This website is dedicated to the memory of my Dad, known to most as Buddy McDade.
He was loved and respected by all who knew him. For a number of solid reasons, the moniker with which his generation of Americans has been dubbed seems eminently fitting: “The Greatest Generation.”
All that knew him—coming from many different walks of life—saw a man that put God first, loved the Bible, read it, studied it, and lived it. He was a member of the West Fourth Street Church Of Christ in Fordyce, Arkansas. He taught Sunday school, lead the singing, and filled in preaching when called upon. Always among the first to arrive at the meeting house, he would stand at the door and announce, “They’re coming in here like a herd of terrapins!”
Dad was a Navy Veteran of World War II. As he grew older he spoke more and more about his experiences in the Pacific Theater. He served onboard the USS Farragut, hull number DD 348, beginning in 1943 and was one of the last men to leave the ship when it was decommissioned at the Brooklyn Navy Yard on 23 October 1945.

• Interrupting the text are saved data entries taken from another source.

PR #11022, opened 2022-03-08
doc:remove the * character in istio operator install doc

tanjunchen:

- [X] Docs
- [ ] Installation
- [ ] Networking
- [ ] Policies and Telemetry
- [ ] Security
- [ ] Test and Release
- [ ] User Experience

image


craigbox:
The * is there to indicate that the Istio operator is experimental.  It's working as intended.  What caused you to want to change this?

(You're also submitting this PR to the archive for 1.12; what we would do if we agreed we needed to make a change was commit the change and regenerate the archive HTML.)

tanjunchen:
> The * is there to indicate that the Istio operator is experimental. It's working as intended. What caused you to want to change this?
> 
> (You're also submitting this PR to the archive for 1.12; what we would do if we agreed we needed to make a change was commit the change and regenerate the archive HTML.)

ok. I get it. Because I feel that it looks a bit ugly. If it is an experimental feature, I suggest putting it at the front of this article and giving it a hint.

ericvn (changes requested):
As noted, this is as designed. See https://github.com/istio/istio.io/issues/9766.

tanjunchen:
> As noted, this is as designed. See #9766.

get it.thanks.
/close

PR #11060, opened 2022-03-16
fix page display

zirain:

the root case is table without `table-layout: fixed;`

fix table display

before:
image

after:

image

@ericvn PTAL.

### DIFF
--- a/content/en/docs/tasks/observability/logs/access-log/index.md
+++ b/content/en/docs/tasks/observability/logs/access-log/index.md
@@ -85,6 +85,7 @@ Istio will use the following default access log format if `accessLogFormat` is n
 
 The following table shows an example using the default access log format for a request sent from `sleep` to `httpbin`:
 
+{{<fixed-table "fixed-table">}}
 | Log operator | access log in sleep | access log in httpbin |
 |--------------|---------------------|-----------------------|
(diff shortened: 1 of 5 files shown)


craigbox:
What are the implications for this on mobile?
If it's OK, shouldn't this CSS be applied to all tables?

zirain:
> What are the implications for this on mobile? 

I have check via chrome mobile monitor, it's ok.

> If it's OK, shouldn't this CSS be applied to all tables?

maybe someone who is familiar with infra can answer.

ericvn:
@davidhauck Thoughts?

ericvn:
This PR will fail to cherry-pick until the otel provider PR merges. Maybe wait and run the cherry-pick at that point.

davidhauck:
I think we should be fine to apply this to all tables on the site, I can't think of anything off the top of my head that it would break.

zirain:
> This PR will fail to cherry-pick until the otel provider PR merges. Maybe wait and run the cherry-pick at that point.

I'll try to apply to all tables on this site, after that it would be fine to cherry-pick.

craigbox:
PTAL at #11065

zirain:
duplicate with https://github.com/istio/istio.io/pull/11065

Dad dropped out of school in the 3rd grade to help provide a living for his family. I was in Junior High School when he attended night classes and got his GED. He then attended the William R. Moore Technical School at night and got his First Class Steam Engineer’s License after which he worked as an engineer at the Veteran's Hospital in Memphis.

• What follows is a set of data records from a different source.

PR #11061, opened 2022-03-16
[release-1.13] Update istio test reference

zirain:

Update istio test reference
this will fix https://github.com/istio/istio.io/pull/11058

### DIFF
--- a/go.mod
+++ b/go.mod
@@ -18,7 +18,7 @@ replace github.com/imdario/mergo => github.com/imdario/mergo v0.3.5
 require (
 	github.com/golang/sync v0.0.0-20180314180146-1d60e4601c6f
 	github.com/pmezard/go-difflib v1.0.0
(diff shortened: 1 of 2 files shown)


ericvn (changes requested):
So this seems like we will need a version of istio post 1.13.2 (which should be the old test reference). Once a new version of 1.13 is released that supports this, we can merge the original doc and test.

zirain:
> So this seems like we will need a version of Istio post 1.13.2 (which should be the old test reference). Once a new version of 1.13 is released that supports this, we can merge the original doc and test.

need this commit https://github.com/istio/istio/commit/b70734d0558b13e15879ebb9847e7e9529bcb83a

ericvn:
This PR can be closed as we have updated the tests to use the 1.13.3 test reference. That PR fixes https://github.com/istio/istio.io/pull/11058 and that PR can be merged once 1.13.3 is live.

Dad lived most of his adult life in Memphis, Tennessee, but after he retired he moved back home to Fordyce, Arkansas. He truely loved that little town, and the people there loved him. He was known by everyone as "Uncle Buddy." All the relatives, friends, black and white called him "Uncle Buddy." It was comforting to us that he was able to live out his declining years there and remain independent until his Lord "took him home."